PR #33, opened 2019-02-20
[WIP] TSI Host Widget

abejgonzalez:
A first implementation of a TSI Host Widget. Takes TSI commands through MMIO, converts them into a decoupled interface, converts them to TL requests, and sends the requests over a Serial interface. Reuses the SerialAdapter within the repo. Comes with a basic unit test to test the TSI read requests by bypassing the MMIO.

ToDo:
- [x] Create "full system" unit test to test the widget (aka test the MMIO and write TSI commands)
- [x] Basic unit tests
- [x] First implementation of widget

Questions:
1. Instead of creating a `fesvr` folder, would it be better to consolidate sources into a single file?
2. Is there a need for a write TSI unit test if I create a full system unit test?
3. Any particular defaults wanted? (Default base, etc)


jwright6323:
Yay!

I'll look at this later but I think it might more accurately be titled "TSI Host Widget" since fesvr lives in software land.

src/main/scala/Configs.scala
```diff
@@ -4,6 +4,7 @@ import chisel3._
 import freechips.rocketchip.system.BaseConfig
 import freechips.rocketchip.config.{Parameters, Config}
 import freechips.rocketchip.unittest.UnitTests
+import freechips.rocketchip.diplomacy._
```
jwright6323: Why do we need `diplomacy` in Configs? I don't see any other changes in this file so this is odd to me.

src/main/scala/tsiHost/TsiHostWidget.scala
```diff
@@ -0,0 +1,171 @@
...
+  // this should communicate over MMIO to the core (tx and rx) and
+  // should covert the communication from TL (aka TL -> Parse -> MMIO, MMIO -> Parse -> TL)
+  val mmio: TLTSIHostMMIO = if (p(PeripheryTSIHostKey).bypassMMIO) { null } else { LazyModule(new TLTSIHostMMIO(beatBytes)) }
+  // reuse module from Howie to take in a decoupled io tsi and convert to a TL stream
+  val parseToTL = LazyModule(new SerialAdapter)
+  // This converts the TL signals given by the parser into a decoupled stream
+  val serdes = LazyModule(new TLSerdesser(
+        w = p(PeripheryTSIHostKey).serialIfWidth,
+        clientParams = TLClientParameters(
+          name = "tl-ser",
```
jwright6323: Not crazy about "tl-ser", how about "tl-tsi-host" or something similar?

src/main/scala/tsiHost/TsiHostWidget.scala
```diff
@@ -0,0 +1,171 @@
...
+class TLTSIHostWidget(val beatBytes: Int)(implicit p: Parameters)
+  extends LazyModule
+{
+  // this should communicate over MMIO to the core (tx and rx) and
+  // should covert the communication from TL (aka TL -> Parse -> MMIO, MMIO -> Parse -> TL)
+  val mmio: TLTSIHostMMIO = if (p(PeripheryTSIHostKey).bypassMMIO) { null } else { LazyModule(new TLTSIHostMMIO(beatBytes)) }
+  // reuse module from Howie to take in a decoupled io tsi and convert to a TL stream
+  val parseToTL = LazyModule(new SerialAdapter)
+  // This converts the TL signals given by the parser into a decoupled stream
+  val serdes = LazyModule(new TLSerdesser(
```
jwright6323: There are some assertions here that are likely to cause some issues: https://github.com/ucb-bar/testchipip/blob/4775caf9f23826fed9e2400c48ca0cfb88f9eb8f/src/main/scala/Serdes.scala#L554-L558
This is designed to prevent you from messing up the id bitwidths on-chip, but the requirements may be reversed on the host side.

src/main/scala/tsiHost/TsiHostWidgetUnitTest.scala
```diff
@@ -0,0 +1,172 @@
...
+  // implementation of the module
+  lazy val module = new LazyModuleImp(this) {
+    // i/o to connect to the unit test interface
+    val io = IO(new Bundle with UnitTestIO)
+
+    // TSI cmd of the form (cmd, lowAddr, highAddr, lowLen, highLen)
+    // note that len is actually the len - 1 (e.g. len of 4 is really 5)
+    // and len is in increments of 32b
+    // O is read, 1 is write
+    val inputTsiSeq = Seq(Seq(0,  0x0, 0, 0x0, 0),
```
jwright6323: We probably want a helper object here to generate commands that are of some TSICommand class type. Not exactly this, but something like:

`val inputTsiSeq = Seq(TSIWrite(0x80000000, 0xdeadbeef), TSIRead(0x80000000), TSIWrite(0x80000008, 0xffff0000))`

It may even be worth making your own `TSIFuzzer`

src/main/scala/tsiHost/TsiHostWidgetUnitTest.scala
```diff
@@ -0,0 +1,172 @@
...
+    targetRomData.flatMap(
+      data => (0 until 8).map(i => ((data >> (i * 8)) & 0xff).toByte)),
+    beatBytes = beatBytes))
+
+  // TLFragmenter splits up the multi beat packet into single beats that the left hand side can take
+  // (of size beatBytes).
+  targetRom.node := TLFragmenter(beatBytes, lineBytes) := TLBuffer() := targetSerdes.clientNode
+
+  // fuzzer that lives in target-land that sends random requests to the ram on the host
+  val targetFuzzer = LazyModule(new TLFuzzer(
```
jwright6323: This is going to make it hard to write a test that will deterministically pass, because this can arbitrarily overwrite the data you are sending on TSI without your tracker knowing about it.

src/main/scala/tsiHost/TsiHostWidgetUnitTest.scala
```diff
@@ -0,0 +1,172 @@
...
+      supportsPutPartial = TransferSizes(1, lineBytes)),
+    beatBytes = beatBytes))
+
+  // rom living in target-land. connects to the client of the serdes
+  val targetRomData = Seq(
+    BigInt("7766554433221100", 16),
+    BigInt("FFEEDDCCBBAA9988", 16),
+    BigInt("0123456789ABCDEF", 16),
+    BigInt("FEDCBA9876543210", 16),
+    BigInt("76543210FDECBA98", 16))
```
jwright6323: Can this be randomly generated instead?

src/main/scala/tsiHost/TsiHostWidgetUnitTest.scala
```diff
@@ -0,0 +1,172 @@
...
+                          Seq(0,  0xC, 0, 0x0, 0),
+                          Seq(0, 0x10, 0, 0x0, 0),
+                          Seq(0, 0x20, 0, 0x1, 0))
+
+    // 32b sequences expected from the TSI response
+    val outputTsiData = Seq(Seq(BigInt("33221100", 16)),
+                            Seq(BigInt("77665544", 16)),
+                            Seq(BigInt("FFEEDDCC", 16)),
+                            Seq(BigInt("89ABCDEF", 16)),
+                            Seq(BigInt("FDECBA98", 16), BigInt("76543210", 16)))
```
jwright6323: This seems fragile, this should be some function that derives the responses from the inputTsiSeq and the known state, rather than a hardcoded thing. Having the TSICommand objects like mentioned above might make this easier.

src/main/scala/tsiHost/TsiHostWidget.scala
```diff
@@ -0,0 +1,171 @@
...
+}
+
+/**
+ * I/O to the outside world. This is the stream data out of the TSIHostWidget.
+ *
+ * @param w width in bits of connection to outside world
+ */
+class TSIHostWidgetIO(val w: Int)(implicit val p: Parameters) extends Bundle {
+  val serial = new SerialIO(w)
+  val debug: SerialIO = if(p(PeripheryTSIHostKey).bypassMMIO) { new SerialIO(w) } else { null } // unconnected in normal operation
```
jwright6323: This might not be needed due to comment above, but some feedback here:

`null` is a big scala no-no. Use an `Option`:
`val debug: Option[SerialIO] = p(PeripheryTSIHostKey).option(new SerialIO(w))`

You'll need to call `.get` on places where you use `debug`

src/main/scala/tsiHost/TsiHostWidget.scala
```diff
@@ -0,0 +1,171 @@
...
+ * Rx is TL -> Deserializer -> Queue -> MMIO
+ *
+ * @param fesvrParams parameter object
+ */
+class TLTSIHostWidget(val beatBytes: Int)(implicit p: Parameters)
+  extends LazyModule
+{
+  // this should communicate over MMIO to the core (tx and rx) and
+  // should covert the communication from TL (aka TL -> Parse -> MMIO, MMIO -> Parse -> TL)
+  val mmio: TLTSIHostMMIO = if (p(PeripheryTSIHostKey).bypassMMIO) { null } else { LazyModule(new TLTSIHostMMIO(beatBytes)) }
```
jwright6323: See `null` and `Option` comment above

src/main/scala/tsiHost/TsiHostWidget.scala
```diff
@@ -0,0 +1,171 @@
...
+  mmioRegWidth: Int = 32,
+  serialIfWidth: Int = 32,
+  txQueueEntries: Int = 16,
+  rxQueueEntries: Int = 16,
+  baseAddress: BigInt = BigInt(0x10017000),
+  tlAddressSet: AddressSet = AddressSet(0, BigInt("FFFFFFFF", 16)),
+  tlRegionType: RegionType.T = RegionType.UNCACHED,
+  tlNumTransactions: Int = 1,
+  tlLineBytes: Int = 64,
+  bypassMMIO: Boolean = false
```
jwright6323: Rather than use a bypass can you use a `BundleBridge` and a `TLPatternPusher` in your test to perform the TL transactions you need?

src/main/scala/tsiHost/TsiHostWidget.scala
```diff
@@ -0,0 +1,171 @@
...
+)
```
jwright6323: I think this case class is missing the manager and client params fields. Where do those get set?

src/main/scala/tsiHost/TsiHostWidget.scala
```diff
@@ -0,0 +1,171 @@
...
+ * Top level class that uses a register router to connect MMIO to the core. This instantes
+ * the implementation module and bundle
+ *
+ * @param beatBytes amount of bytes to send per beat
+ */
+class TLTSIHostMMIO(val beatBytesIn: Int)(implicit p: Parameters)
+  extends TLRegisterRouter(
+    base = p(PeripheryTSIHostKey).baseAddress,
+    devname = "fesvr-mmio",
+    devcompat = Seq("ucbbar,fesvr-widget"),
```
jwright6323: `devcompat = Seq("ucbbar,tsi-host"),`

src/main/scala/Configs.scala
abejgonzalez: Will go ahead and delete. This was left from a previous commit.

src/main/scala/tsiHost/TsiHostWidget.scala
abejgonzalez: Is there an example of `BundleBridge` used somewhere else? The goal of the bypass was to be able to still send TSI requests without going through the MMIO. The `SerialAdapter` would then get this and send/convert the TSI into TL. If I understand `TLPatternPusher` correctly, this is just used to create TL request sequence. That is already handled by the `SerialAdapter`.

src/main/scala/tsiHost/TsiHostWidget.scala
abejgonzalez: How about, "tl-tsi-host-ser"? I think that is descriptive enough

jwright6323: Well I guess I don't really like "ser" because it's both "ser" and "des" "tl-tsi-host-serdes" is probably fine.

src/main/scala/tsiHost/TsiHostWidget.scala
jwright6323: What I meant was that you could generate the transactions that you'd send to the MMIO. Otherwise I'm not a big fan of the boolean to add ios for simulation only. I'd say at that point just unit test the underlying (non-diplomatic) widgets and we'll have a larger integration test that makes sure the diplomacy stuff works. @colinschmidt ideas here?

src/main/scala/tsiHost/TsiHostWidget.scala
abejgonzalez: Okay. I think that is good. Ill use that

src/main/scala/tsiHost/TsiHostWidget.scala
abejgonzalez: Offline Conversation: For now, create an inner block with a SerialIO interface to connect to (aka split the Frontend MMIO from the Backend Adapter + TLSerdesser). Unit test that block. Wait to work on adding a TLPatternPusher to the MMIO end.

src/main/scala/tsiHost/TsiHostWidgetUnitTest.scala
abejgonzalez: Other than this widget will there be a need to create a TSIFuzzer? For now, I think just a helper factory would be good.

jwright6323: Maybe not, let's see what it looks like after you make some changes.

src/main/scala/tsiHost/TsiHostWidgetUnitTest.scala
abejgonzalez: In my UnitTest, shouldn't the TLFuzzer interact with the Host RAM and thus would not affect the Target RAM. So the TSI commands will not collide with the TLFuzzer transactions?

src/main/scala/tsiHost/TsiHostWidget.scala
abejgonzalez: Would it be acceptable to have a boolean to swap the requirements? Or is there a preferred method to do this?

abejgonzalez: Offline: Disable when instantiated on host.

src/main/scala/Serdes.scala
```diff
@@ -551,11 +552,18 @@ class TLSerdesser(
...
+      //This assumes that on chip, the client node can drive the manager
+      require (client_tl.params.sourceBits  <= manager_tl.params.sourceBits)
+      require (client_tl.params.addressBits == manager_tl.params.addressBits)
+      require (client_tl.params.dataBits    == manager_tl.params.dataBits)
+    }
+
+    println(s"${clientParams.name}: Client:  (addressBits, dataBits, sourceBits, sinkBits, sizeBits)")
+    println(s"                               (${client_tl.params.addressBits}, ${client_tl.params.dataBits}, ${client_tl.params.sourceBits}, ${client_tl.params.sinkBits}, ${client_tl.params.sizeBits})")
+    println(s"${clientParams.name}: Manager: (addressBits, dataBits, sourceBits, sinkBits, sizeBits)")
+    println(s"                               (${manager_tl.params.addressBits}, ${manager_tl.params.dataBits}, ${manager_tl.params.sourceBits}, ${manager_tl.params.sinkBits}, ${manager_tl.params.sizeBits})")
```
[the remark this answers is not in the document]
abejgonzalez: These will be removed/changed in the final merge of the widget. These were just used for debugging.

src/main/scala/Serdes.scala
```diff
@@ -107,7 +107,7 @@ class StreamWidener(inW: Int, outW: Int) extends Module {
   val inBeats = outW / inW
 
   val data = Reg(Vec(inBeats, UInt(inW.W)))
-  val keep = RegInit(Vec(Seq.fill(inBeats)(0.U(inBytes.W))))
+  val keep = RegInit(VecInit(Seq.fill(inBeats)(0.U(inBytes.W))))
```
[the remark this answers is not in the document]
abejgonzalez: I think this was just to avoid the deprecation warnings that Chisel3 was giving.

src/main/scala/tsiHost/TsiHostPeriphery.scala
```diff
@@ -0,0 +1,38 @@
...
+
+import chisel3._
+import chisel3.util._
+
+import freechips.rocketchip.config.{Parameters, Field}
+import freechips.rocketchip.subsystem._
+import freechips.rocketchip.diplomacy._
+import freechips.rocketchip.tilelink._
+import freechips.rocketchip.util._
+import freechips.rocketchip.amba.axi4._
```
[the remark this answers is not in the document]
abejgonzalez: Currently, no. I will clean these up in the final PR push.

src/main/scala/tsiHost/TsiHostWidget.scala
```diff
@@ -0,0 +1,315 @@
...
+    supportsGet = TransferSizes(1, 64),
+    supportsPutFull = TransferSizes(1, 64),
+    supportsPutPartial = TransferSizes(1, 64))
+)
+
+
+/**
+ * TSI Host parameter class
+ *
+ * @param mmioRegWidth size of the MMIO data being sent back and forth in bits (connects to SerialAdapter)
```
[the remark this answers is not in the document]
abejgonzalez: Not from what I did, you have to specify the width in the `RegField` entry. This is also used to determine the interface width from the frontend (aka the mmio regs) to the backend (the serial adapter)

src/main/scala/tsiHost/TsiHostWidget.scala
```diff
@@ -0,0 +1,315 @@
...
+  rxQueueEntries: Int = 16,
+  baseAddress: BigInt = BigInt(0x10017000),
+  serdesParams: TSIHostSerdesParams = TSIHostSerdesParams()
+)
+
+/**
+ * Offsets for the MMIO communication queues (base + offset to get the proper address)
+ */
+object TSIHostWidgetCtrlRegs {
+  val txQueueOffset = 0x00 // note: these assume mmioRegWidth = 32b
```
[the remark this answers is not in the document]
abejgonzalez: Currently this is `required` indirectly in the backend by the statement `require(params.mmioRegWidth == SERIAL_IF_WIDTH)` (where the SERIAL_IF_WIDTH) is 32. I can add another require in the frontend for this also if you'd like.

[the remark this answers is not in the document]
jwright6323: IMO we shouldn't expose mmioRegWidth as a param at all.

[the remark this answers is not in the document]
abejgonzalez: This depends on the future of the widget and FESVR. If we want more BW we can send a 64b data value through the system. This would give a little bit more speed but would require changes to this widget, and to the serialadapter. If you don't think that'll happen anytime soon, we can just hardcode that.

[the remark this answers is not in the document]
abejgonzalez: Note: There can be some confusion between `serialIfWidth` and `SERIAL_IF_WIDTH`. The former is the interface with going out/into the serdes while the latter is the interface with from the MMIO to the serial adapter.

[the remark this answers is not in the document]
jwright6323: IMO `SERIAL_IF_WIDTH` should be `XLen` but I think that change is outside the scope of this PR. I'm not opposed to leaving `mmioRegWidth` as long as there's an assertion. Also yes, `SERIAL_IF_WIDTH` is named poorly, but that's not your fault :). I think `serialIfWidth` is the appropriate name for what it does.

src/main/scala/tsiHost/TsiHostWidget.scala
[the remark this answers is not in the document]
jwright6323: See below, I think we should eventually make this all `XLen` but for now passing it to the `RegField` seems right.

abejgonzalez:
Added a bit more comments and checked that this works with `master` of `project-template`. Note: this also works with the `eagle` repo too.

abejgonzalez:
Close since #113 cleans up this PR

######

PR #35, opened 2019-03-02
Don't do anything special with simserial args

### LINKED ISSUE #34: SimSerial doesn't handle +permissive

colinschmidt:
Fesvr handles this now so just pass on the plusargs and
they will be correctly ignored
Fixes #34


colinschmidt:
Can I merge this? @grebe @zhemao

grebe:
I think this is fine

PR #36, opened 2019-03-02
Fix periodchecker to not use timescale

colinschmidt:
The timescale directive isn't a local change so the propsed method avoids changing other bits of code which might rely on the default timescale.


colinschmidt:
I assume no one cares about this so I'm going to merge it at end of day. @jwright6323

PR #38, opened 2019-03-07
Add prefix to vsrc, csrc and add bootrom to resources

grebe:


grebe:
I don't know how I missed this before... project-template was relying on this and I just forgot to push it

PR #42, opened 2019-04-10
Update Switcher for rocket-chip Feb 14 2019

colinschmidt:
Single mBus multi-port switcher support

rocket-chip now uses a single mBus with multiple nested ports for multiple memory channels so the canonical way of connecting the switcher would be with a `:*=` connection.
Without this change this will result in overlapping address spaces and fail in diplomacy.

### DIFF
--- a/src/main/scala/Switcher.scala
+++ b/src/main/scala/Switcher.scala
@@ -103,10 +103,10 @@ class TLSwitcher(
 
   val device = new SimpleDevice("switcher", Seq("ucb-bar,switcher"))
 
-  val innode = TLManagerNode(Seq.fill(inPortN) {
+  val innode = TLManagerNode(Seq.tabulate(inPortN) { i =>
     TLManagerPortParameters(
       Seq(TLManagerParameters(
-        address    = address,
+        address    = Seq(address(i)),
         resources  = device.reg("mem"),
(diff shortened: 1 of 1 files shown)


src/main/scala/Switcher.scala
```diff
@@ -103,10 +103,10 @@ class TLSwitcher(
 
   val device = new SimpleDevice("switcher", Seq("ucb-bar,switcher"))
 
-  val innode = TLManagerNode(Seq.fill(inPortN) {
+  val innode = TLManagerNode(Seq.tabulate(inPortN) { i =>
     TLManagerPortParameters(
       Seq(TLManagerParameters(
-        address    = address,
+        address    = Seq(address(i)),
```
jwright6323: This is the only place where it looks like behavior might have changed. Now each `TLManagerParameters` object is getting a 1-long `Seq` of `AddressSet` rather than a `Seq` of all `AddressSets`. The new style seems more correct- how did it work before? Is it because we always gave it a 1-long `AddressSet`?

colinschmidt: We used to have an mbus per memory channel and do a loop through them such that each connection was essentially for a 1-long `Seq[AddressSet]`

######

* [PROBLEM DETAILS]:
Look over the material above and show each line where "memory" appears.

* [ANSWER BOX]:
rocket-chip now uses a single mBus with multiple nested ports for multiple memory channels so the canonical way of connecting the switcher would be with a `:*=` connection.
colinschmidt: We used to have an mbus per memory channel and do a loop through them such that each connection was essentially for a 1-long `Seq[AddressSet]`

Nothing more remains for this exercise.